今までのツールに無かった特徴として、CRAYON BOOKの5つの領域は関連性を持つように開発されています。さらに、環境や大人の関わりが子どもの育ちにどのように影響をしているのかということが、まるで一つのストーリーになっています。評価結果を見る際にも、一つひとつの項目だけでなく領域の関係性を分析することで、一人ひとりのストーリーとして子どもたちの育ちを追うことができます。

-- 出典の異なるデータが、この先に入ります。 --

Issue #46, opened 2015-09-05
Local fallback for CDN hosted ressources


azerupi:
- [ ] Font Awesome
- [ ] Google Fonts (Open Sans)
- [ ] JQuery

Are loaded from CDN's but should have a local fallback for offline use and for when the CDN is down.

azerupi:
MathJax seems like a lot of files, currently not easily embeddable into the binary (as far as I know)..

JQuery and Font Awesome where the most important ones. I will therefore remove this issue from 0.0.2 milestone. Leave it like this until a better solution is found.

Rufflewind:
FYI: [MathJax CDN is shutting down](https://www.mathjax.org/cdn-shutting-down/).  Might want to switch to CDNJS in the meantime.

infinity0:
It would be good to add an option to disable remote loading completely. We have all of this stuff in Debian and would ideally just point to the local files. At the moment we have to carry patches in rustc instead.

infinity0:
One primary benefit of loading this stuff locally, is that my ISP really doesn't need to know when I'm reading rust documentation. :/

azerupi:
@infinity0 You mean when you are reading the docs locally?
Indeed the CDN thing is only an improvement when loading from a remote source. I am not sure how I could differentiate the two use cases though?

infinity0:
Perhaps it could read a `mdbook.toml` file that lets you define alternate local URLs for these resources? Or, get them from an environment variable.

azerupi:
Do you want to deactivate the CDN completely everywhere?

infinity0:
Yeah, that would be nice. We have them available locally in various subdirectories of `/usr/share/fonts` and `/usr/share/javascript`, though I can't speak for other distros.

azerupi:
I have made a new issue #271. Feel free to comment there :)

infinity0:
Great, thanks!

anderejd:
Thanks for working on this issue!

Is there a setting that allows me to deactivate CDN usage? Can I host all dependencies in the `build` folder?

reillysiemens:
I ran into an issue with a poor WiFi connection on the train the other day. The Rust Book was slow to load pages in what I thought was offline mode using `rustup doc --book`. The cause was the need to load the Google fonts which I did not have cached. When they were downloaded things improved, but the experience before that was frustrating.

[...]

PR #571, opened 2018-01-22
WIP: Make available offline using Service Worker

### LINKED ISSUE #546: Offline support
We could leverage the Service Worker API to make the book work offline.

Brief outline:
- Off by default
- Add option to make available offline
- Cache all JavaScript and HTML files in the Service Worker
- Handle offline state in the UI
- Handle update logic

The main question is - would this be worth it? If I understand correctly, The Rust Book is bundled with Rust (or packaged in some distributions), so most of the people interested in it you have it locally. But then again, it might be nice to provide this regardless.

sorin-davidoi:
This PR introduces a Service Worker in order to dynamically cache the assets (only what the page requests, so respecting all the flags) and statically precache the chapters. The end result is that the resulting book would be available offline in supported browsers - Chrome (desktop and Android), Opera and Firefox (desktop and Android), for now, Edge and Safari later. As a bonus, if the book is used while offline, Google Analytics events are also cached and sent out when the user is back online.

Things intentionally left unaddressed (waiting for feedback):
 - user notification/configuration - I personally think caching should be done in the background, with a small toast notification informing the user that the book is available offline.

A small caveat is that the book is not available offline after the first-page load, but only after the second one. This is because on first load we precache the chapters, but the assets will be cached only when they are requested the second time.

Alongside supporting offline usage, this will also introduce a massive performance boost on second visits, since there is no need to hit the network for any of the assets.

The Service Worker is not installed during development (same procedure as for Google Analytics).

If you want to test this:
 - Add `offline-support = true` to the `[output.html]` section
 - Disable the check for localhost [at the end of `book.js`](https://github.com/rust-lang-nursery/mdBook/pull/571/files#diff-1fda0023a3432a0ba6f67574daa70c28R539)

Closes #546.

### DIFF
--- a/src/theme/sw.js
+++ b/src/theme/sw.js
@@ -1,0 +1,29 @@
+importScripts('https://unpkg.com/workbox-sw@2.0.3/build/importScripts/workbox-sw.dev.v2.0.3.js');
+
+// clientsClaims tells the Service Worker to take control as soon as it's activated
+const workbox = new WorkboxSW({ clientsClaim: true });
+
+// https://developers.google.com/web/fundamentals/instant-and-offline/offline-cookbook/#stale-while-revalidate
+// TLDR: If there's a cached version available, use it, but fetch an update for next time.
+const staleWhileRevalidate = workbox.strategies.staleWhileRevalidate();
+
+// Remote fonts and JavaScript libraries
+workbox.router.registerRoute(new RegExp('https:\/\/fonts\.googleapis\.com\/css'), staleWhileRevalidate);
+workbox.router.registerRoute(new RegExp('https:\/\/fonts\.gstatic\.com'), staleWhileRevalidate);
+workbox.router.registerRoute(new RegExp('https:\/\/maxcdn\.bootstrapcdn\.com\/font-awesome'), staleWhileRevalidate);
+workbox.router.registerRoute(new RegExp('https:\/\/cdnjs\.cloudflare\.com\/ajax\/libs\/mathjax'), staleWhileRevalidate);
+workbox.router.registerRoute(new RegExp('https:\/\/cdn\.jsdelivr\.net\/clipboard\.js'), staleWhileRevalidate);
+
+// Local resources
+workbox.router.registerRoute(new RegExp('\.js$'), staleWhileRevalidate);
+workbox.router.registerRoute(new RegExp('\.css$'), staleWhileRevalidate);
+
+// Here hbs_renderer.rs will inject the chapters, making sure they are precached.
+//  
+// const chapters = [
+//     { url: '/', revision: '11120' },
+//     { url: 'cli/cli-tool.html', revision: '12722' },
+//     { url: 'cli/init.html', revision: '12801' },
+// ];
+//   
+//   workbox.precaching.precacheAndRoute(chapters);
--- a/book-example/src/format/config.md
+++ b/book-example/src/format/config.md
@@ -72,6 +72,8 @@ The following configuration options are available:
 - **theme:** mdBook comes with a default theme and all the resource files
   needed for it. But if this option is set, mdBook will selectively overwrite
   the theme files with the ones found in the specified folder.
+- **offline-support** Precache the chapters so that users can view the book
+  while offline. Available in [browsers supporting Service Worker](https://caniuse.com/#feat=serviceworkers).
 - **curly-quotes:** Convert straight quotes to curly quotes, except for
   those that occur in code blocks and code spans. Defaults to `false`.
 - **google-analytics:** If you use Google Analytics, this option lets you
--- a/src/config.rs
+++ b/src/config.rs
@@ -406,6 +406,8 @@ pub struct HtmlConfig {
     pub curly_quotes: bool,
     /// Should mathjax be enabled?
     pub mathjax_support: bool,
+    /// Cache chapters for offline viewing
+    pub offline_support: bool,
     /// An optional google analytics code.
     pub google_analytics: Option<String>,
     /// Additional CSS stylesheets to include in the rendered page's `<head>`.
@@ -498,6 +500,7 @@ mod tests {
         theme = "./themedir"
         curly-quotes = true
         google-analytics = "123456"
+        offline-support = true
         additional-css = ["./foo/bar/baz.css"]
 
         [output.html.playpen]
@@ -529,6 +532,7 @@ mod tests {
         };
         let html_should_be = HtmlConfig {
             curly_quotes: true,
+            offline_support: true,
             google_analytics: Some(String::from("123456")),
             additional_css: vec![PathBuf::from("./foo/bar/baz.css")],
             theme: Some(PathBuf::from("./themedir")),
--- a/src/renderer/html_handlebars/hbs_renderer.rs
+++ b/src/renderer/html_handlebars/hbs_renderer.rs
@@ -9,14 +9,22 @@ use regex::{Captures, Regex};
 
 #[allow(unused_imports)] use std::ascii::AsciiExt;
 use std::path::{Path, PathBuf};
-use std::fs::{self, File};
+use std::fs::{self, File, OpenOptions};
 use std::io::{Read, Write};
 use std::collections::BTreeMap;
 use std::collections::HashMap;
+use std::collections::hash_map::DefaultHasher;
+use std::hash::Hasher;
 
 use handlebars::Handlebars;
 
 use serde_json;
+
+#[derive(Default)]
+pub struct ChapterFile {
+    pub path: String,
+    pub revision: u64,
+}
 
 #[derive(Default)]
 pub struct HtmlHandlebars;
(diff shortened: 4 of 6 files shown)


sorin-davidoi:
This also opens up the possibility of implementing search in a different way than #472 does it. Since all the pages are in the cache, we can implement it client-side only, though we would have to see what impact that would have on the memory and CPU usage.

sorin-davidoi:
I've looked into how much space will the chapters take in cache:
- mdBook: 329 KiB
- The Rust Programming Language, 1st edition: 2.6 MiB
- The Rust Programming Language, 2nd edition: 4.6 MiB

projektir:
This is great!

The only thing I've found is the clipboard seems broken in offline mode.

projektir:
Oh, another thing I am seeing is on this branch, every time I click on a sidebar chapter, the sidebar closes.

Michael-F-Bryan:
> Alongside supporting offline usage, this will also introduce a massive performance boost on second visits, since there is no need to hit the network for any of the assets.

I have a couple questions regarding caching and how long the service worker persists for:

- How do we figure out when to invalidate the cache? For example, say I visited *The Book* last week and they've made an update since then, will I see the changed content? 
- Does the service worker/cache persist across browser sessions?

sorin-davidoi:
> How do we figure out when to invalidate the cache? For example, say I visited The Book last week and they've made an update since then, will I see the changed content?

When you visit again, you will receive a new `sw.js` which will re-fetch the chapters that have changed. But the first page you see will be from cache, only subsequent visits (when you navigate to a new page) will serve the new content. The common pattern for this is to show a small toast notification (e.g. "Rust by example has been updated! Refresh to see the new version."), like https://www.chromestatus.com/ is doing.

> Does the service worker/cache persist across browser sessions?

Yes.

I've just published this over at https://sorin-davidoi.github.io/mdBook/ for easier testing. Load the page, refresh and then go offline (Chrome Dev Tools -> Network tab -> Offline). You should be able to see all the content.

Michael-F-Bryan:
I just had a look at Chrome's audit tool and it mentioned something about the "service worker does not serve the manifest's start_url". Other than that it seems to work quite well.

screenshot_2018-01-25_012525

---

> Oh, another thing I am seeing is on this branch, every time I click on a sidebar chapter, the sidebar closes.

@sorin-davidoi is @projektir's problem something to do with local storage not persisting the sidebar's state properly?

sorin-davidoi:
> I just had a look at Chrome's audit tool and it mentioned something about the "service worker does not serve the manifest's start_url"

Yes, we should also have a `manifest.json`. I want to add it, but not in this PR.

> Oh, another thing I am seeing is on this branch, every time I click on a sidebar chapter, the sidebar closes.

Not sure, since I can't replicate it. Maybe his browser window [was not wide enough](https://github.com/rust-lang-nursery/mdBook/blob/master/src/theme/index.hbs#L73)?

Michael-F-Bryan:
> What is your opinion on not relying on CDNs and serving the assets locally?

Yes please! 

A lot of people have asked about serving all assets locally and making it possible to view when not connected to the internet. Making the entire thing self-contained is also pretty important for people who want to package `mdbook` or anything that depends on it (like Rust). In particular the Debian guys had a lot of trouble because there's no way to verify the javaScript we use, and it's frowned upon for applications to reach out to the internet without the user expressly asking it to (e.g. serving locally but still fetching stuff from a CDN).

I really want to go through the HTML renderer and rewrite large chunks of the internals. Over time that section of the codebase has "grown organically" as new features get added and different people work on it, and the technical debt is starting to make things brittle and hard to maintain. A better dependency and asset management system will probably just "fall out" when we go through and restructure everything.

sorin-davidoi:
@Michael-F-Bryan Perfect, what about I split this PR into three?
 - A pull request to remove the CDNs
 - A pull request to move the asset paths in Rust (as in the code sample above)
 - This PR, which should be much cleaner and easier to review once the previous two are merged

Michael-F-Bryan:
> A pull request to move the asset paths in Rust (as in the code sample above)

How were you planning to move the assets? As well as the standard use case when someone doesn't have access to the internet, you may want to skim through #46 and #271 to give you a better idea for what Debian (and other organisations with similar requirements) are looking for.

In particular, @tjis [mentioned](https://github.com/rust-lang-nursery/mdBook/issues/271#issuecomment-302269128):

> Debian packages aren't supposed to make network connections without the user's consent. Also, packages aren't supposed to contain embedded resources that could be provided by other packages instead. Therefore, both the CDN and the fallback are problematic for Debian.
>
> We are running into this issue while packaging rust, which uses mdBook to build the various rust books. In order to make the generated books comply with debian policy, we strip the embedded resources from mdBook and alter the templates so that the generated documentation complies.
>
> But this is far from ideal. Not only might future mdBook changes break our present patch, it also means we have to ship a patched copy of mdBook with the rust source package, rather than using a pristine packaged version of mdBook and build-depend on that.

sorin-davidoi:
So, our external dependencies are (as far as I can tell):
 - clipboard.js
 - MathJax
 - Google Analytics
 - Google Fonts
 - Font Awesome
 - highlight.js
 - Ace Editor

My first thought was to hard-code the paths, but it seems that reading them from the environment (falling back to the local assets) might be a better solution?

Michael-F-Bryan:
> My first thought was to hard-code the paths, but it seems that reading them from the environment (falling back to the local assets) might be a better solution?

I had something similar in mind. Cargo lets a build script set environment variables during the compilation process, which you can pair with the `env!()` macro to pass an arbitrary string from the build script to the compiled crate. The idea is we'd use something like `const HIGHLIGHT_JS: &[u8] = include_bytes!(env!("HIGHLIGHT_JS"));` to embed a copy of `highlight.js` in the binary at *compile time*. 

This approach lets the people packaging `mdbook` override the file to use while compiling and installing, for example using `highlight.js` from the debian repositories instead of our vendored version.

Ideally all dependencies should be embedded in the `mdbook` executable, that way we don't need to call out to a CDN.

sorin-davidoi:
Closing for now. Will probably open PRs with the issues mentioned above before taking another shot at this.

jasonwilliams:
> This also opens up the possibility of implementing search in a different way than #472 does it. Since all the pages are in the cache, we can implement it client-side only, though we would have to see what impact that would have on the memory and CPU usage.
> 
> The rough idea would be to run the following steps lazily (e.g. when the search field is focused, after the chapters are precached, inside a `requestIdleCallback` call):
> 
> * Fetch chapters from the Service Worker cache
> * (Re)Generate the search index using Elisticlunr inside a Web Worker (off the main thread)
> * Cache the search index in `localStorage` or some other place

This sounds awesome, although we should keep the scope small for now and do this in a separate PR?

jasonwilliams:
> > My first thought was to hard-code the paths, but it seems that reading them from the environment (falling back to the local assets) might be a better solution?
> 
> I had something similar in mind. Cargo lets a build script set environment variables during the compilation process, which you can pair with the `env!()` macro to pass an arbitrary string from the build script to the compiled crate. The idea is we'd use something like `const HIGHLIGHT_JS: &[u8] = include_bytes!(env!("HIGHLIGHT_JS"));` to embed a copy of `highlight.js` in the binary at _compile time_.
> 
> This approach lets the people packaging `mdbook` override the file to use while compiling and installing, for example using `highlight.js` from the debian repositories instead of our vendored version.
> 
> Ideally all dependencies should be embedded in the `mdbook` executable, that way we don't need to call out to a CDN.

@Michael-F-Bryan Does this mean that the build script pulls all those external deps from the CDNs when building? Or do we manually fetch the assets and put them in some folder? 
Would like to pick up this bit but unsure on the implementation

src/theme/sw.js
```diff
@@ -0,0 +1,29 @@
...
+workbox.router.registerRoute(new RegExp('https:\/\/cdn\.jsdelivr\.net\/clipboard\.js'), staleWhileRevalidate);
+
+// Local resources
+workbox.router.registerRoute(new RegExp('\.js$'), staleWhileRevalidate);
+workbox.router.registerRoute(new RegExp('\.css$'), staleWhileRevalidate);
+
+// Here hbs_renderer.rs will inject the chapters, making sure they are precached.
+//  
+// const chapters = [
+//     { url: '/', revision: '11120' },
```
jasonwilliams: @sorin-davidoi how do you plan to calculate the revision here?

jasonwilliams:
> A small caveat is that the book is not available offline after the first-page load, but only after the second one. This is because on first load we precache the chapters, but the assets will be cached only when they are requested the second time.

@sorin-davidoi is this because you need to actually hit the (chapter) page for those assets to load and go into the cache? So you won't actually cache a chapter until you visit it?

sorin-davidoi:
To be honest I don't remember :disappointed:

jasonwilliams:
@sorin-davidoi how were you testing the `mdBook` binary against the book, were you cloning the `rust` repo to get the rust book markdown files?

Michael-F-Bryan:
> Does this mean that the build script pulls all those external deps from the CDNs when building? Or do we manually fetch the assets and put them in some folder?

I believe the current state of affairs is that we've [vendored a copy](https://github.com/rust-lang-nursery/mdBook/tree/master/src/theme) of the files in the `mdbook` repository itself. So it's not pulled from a CDN or `npm` when building the crate.

> @sorin-davidoi is this because you need to actually hit the (chapter) page for those assets to load and go into the cache? So you won't actually cache a chapter until you visit it?

That sounds about right. It's been a while since the original PR though, so there's a good chance the story around service workers has changed or this could be implemented differently.

peaceshi:
nice.
I did something like this by using CDN.
https://peaceshi.github.io/GameProgrammingPatterns/index.html

jasonwilliams:
There’s still a couple of bugs with https://github.com/rust-lang/mdBook/pull/1000 but I believe it’s getting there

jasonwilliams:
Help Needed!

https://github.com/rust-lang/mdBook/pull/1000 seems to be working pretty well from what i can see so far, I just need some feedback now. The PR allows the rust book to be read offline, new changes will still take affect.

You can just navigate to https://jason-williams.co.uk/book/ and try it out, then leave any feedback in the issue above.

子どもの育ちを“包括的に把握する”ことができるのもCRAYON BOOKの特徴です。CRAYON BOOKでは、子ども自身だけでなくその子の周囲の環境や大人の関わり方までを観る視点(=観点)としています。観点を分けることで一つひとつ細かく振り返ってチェックすることができ、さらに子どもの育ちを通して、大人も子どもへの関わり方を知ることができるのです。すると、今の子どもにどんな環境をつくったら良いか? どんな関わりが合っているか?を考えるヒントになりますし、子どもの育ちの見通しを立ててこれからどんな環境や関わりが必要かという予測や計画ができます。CRAYON BOOKを活用することで、育みたい子どもの育ちに対する環境や大人の関わりとの関係を考えることができるようになるため、知らず知らずのうちに「ねらい」や「意図」を持った教育的関わりが増えるでしょう。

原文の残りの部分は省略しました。